CALCULATING THE POVERTY LEVEL
To calculate the poverty level of a society, one needs to define the poverty line and choose a poverty index. The definition of the poverty line varies from society to society. In the United States the official poverty line initially was developed by Mollie Orshansky of the Social Security Administration in 1963–1964 and adjusted each year thereafter for inflation. The U.S. poverty line is regarded as an absolute poverty line because it was calculated as the minimum amount of resources needed for living at a point in time and is not affected by changes in the entire income distribution. Because the minimum amount of resources needed for living depends on the specific society, the calculated absolute poverty line tends to vary from society to society. For example, an individual with an income at the U.S. poverty line would be regarded as rich in some developing countries. In poverty studies, especially in international comparisons of poverty, another type of poverty line—the relative poverty line—has been used. A relative poverty line is specified as a point in the distribution of income (e.g., one-half of the mean or median income), and the line is updated automatically over time for changes in the distribution.
Because the use of any specific poverty line, whether absolute or relative, is somewhat arbitrary, a range of poverty lines often are used to check the robustness of poverty comparisons. The resulting conditions for poverty comparisons are closely related to the conditions of stochastic dominance (Foster and Shorrocks 1988) and Lorenz dominance, which is based on comparisons of Lorenz curves.

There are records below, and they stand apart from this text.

PR #474, opened 2026-08-20
Check presentation support in isDeviceSuitable

### LINKED ISSUE #457: Should isDeviceSuitable() also check presentation support in the Window Surface chapter?
In [05_window_surface.cpp](https://docs.vulkan.org/tutorial/latest/_attachments/05_window_surface.cpp), `isDeviceSuitable()` checks whether the physical device has a queue family that supports graphics:

```c++
bool supportsGraphics =
    std::ranges::any_of(
        queueFamilies,
        [](auto const& qfp) {
            return !!(qfp.queueFlags &
                      vk::QueueFlagBits::eGraphics);
        });
```

However, createLogicalDevice() later requires a queue family that supports both graphics and presentation to the selected surface:

```c++
if ((queueFamilyProperties[qfpIndex].queueFlags &
     vk::QueueFlagBits::eGraphics) &&
    physicalDevice.getSurfaceSupportKHR(
        qfpIndex, *surface))
{
    queueIndex = qfpIndex;
    break;
}
```

It seems possible for a physical device to pass isDeviceSuitable() because it has a graphics-capable queue family, but then fail in createLogicalDevice() because no queue family supports both graphics and presentation to the surface.

Would it make sense for isDeviceSuitable() to also check presentation support, so that its suitability criteria match the requirements later used by createLogicalDevice()?

gpx1000:
isDeviceSuitable() only checked for a graphics-capable queue family, but createLogicalDevice() later requires one that supports both graphics and presentation. A device could pass suitability and then throw in createLogicalDevice(). Extends the existing search to also require getSurfaceSupportKHR(qfpIndex, *surface), applied consistently across every chapter from window-surface creation onward.

Fixes #457.

### DIFF
--- a/attachments/05_window_surface.cpp
+++ b/attachments/05_window_surface.cpp
@@ -166,9 +166,17 @@ class HelloTriangleApplication
 		// Check if the physicalDevice supports the Vulkan 1.3 API version
 		bool supportsVulkan1_3 = physicalDevice.getProperties().apiVersion >= VK_API_VERSION_1_3;
 
-		// Check if any of the queue families support graphics operations
+		// Check if any of the queue families support both graphics and presentation to our surface
 		auto queueFamilies    = physicalDevice.getQueueFamilyProperties();
-		bool supportsGraphics = std::ranges::any_of(queueFamilies, [](auto const &qfp) { return !!(qfp.queueFlags & vk::QueueFlagBits::eGraphics); });
+		bool supportsGraphicsAndPresent = false;
+		for (uint32_t qfpIndex = 0; qfpIndex < queueFamilies.size(); qfpIndex++)
+		{
+			if ((queueFamilies[qfpIndex].queueFlags & vk::QueueFlagBits::eGraphics) && physicalDevice.getSurfaceSupportKHR(qfpIndex, *surface))
+			{
+				supportsGraphicsAndPresent = true;
+				break;
+			}
+		}
 
 		// Check if all required physicalDevice extensions are available
 		auto availableDeviceExtensions = physicalDevice.enumerateDeviceExtensionProperties();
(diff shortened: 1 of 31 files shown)


attachments/05_window_surface.cpp
```diff
@@ -166,9 +166,17 @@ class HelloTriangleApplication
...
-		bool supportsGraphics = std::ranges::any_of(queueFamilies, [](auto const &qfp) { return !!(qfp.queueFlags & vk::QueueFlagBits::eGraphics); });
+		bool supportsGraphicsAndPresent = false;
+		for (uint32_t qfpIndex = 0; qfpIndex < queueFamilies.size(); qfpIndex++)
+		{
+			if ((queueFamilies[qfpIndex].queueFlags & vk::QueueFlagBits::eGraphics) && physicalDevice.getSurfaceSupportKHR(qfpIndex, *surface))
+			{
+				supportsGraphicsAndPresent = true;
+				break;
+			}
+		}
```
asuessenbach, line 179: Maybe a bit tricky, but what do you think about
```
bool supportsGraphicsAndPresent =
    std::ranges::any_of(queueFamilies,
                        [&physicalDevice, &surface = this->surface](auto const &qfp) {
	                        static int qfpIndex = 0;
	                        return physicalDevice.getSurfaceSupportKHR(qfpIndex++, *surface) && (qfp.queueFlags & vk::QueueFlagBits::eGraphics);
                        });
```

asuessenbach (approved):

attachments/05_window_surface.cpp
gpx1000: Not a bad idea.  I would normally worry about making it too hard for people to read that aren't adept with modern C++ idioms, but the Rubicon has already been crossed on that thought; I'll get started on updating.

gpx1000: Opting to use a function local counter captured by reference instead.  Same idea though.

SaschaWillems (approved):
Even though I don't like that syntax style at all, it works as expected. So I'm fine with it.

PR #478, opened 2026-08-21
Explain the IntelliSense/C++20-module preprocessor block in Base code

### LINKED ISSUE #141: information missmatch/missing after adding modules and raii
if you go to the first chapter's attachments here https://docs.vulkan.org/tutorial/latest/_attachments/00_base_code.cpp ...
you will notice the inclusion of these few lines of code:

```cpp
#ifdef __INTELLISENSE__
#include <vulkan/vulkan_raii.hpp>
#else
import vulkan_hpp;
#endif
```
which stop intelissense from throwing errors with the `import` token.

however, this is never actually mentioned on the tutorial at all, so viewers might stumble upon this and get stuck.

also, there are still these lines on chapter 0:
```cpp
#define GLFW_INCLUDE_VULKAN
#include <GLFW/glfw3.h>
```
despite now, we using the vulkan module, which (from my understanding, considering these lines arent on the attachment) invalidates the need of including vulkan in glfw3.

gpx1000:
The first code block readers see has an unexplained __INTELLISENSE__/USE_CPP20_MODULES guard. Adds a short explanation.

Fixes #141.

### DIFF
--- a/en/03_Drawing_a_triangle/00_Setup/00_Base_code.adoc
+++ b/en/03_Drawing_a_triangle/00_Setup/00_Base_code.adoc
@@ -41,13 +41,16 @@ class HelloTriangleApplication {
 ----
 
 The `#if defined(__INTELLISENSE__) || !defined(USE_CPP20_MODULES)` block picks
-between two ways of pulling in the Vulkan-Hpp API. When `USE_CPP20_MODULES` is
-defined, we `import vulkan_hpp;` as a C++20 module. Visual Studio and VS Code's
-IntelliSense engine doesn't yet understand `import` for modules and will flag
-it as an error even though the code compiles fine, so we fall back to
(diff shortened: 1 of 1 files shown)


en/03_Drawing_a_triangle/00_Setup/00_Base_code.adoc
```diff
@@ -38,6 +38,19 @@ import vulkan_hpp;
 #include <cstdlib>
 
 class HelloTriangleApplication {
+----
+
+The `#if defined(__INTELLISENSE__) || !defined(USE_CPP20_MODULES)` block picks
```
SaschaWillems, line 43: A note on modules and this define is already present a few lines below (92). So maybe consolidate both into one block or remove one of them.

SaschaWillems (changes requested):

SaschaWillems (approved):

Similarly, the choice of a specific poverty index in poverty comparisons is somewhat arbitrary in light of the fact that there are multiple poverty indices that satisfy the same set of poverty axioms. If, for a specific poverty line, all poverty indices that satisfy certain axioms are used in poverty comparisons, the resulting conditions are also related to the conditions of stochastic dominance (Atkinson 1987) and Lorenz dominance.
SEE ALSO Economics, Stratification; Gini Coefficient; Income Distribution; Inequality, Income; Poor, The; Poverty; Sen, Amartya Kumar; Social Welfare Functions; Welfare Analysis
BIBLIOGRAPHY
Atkinson, Anthony B. 1987. On the Measurement of Poverty. Econometrica 55 (4): 749–764.
Foster, James E., and Anthony Shorrocks. 1988. Poverty Orderings. Econometrica 56 (1): 173–177.
Sen, Amartya. 1976. Poverty: An Ordinal Approach to Measurement. Econometrica 44 (2): 219–231.
Sen, Amartya. 1997. On Economic Inequality. Expanded ed. Oxford: Clarendon.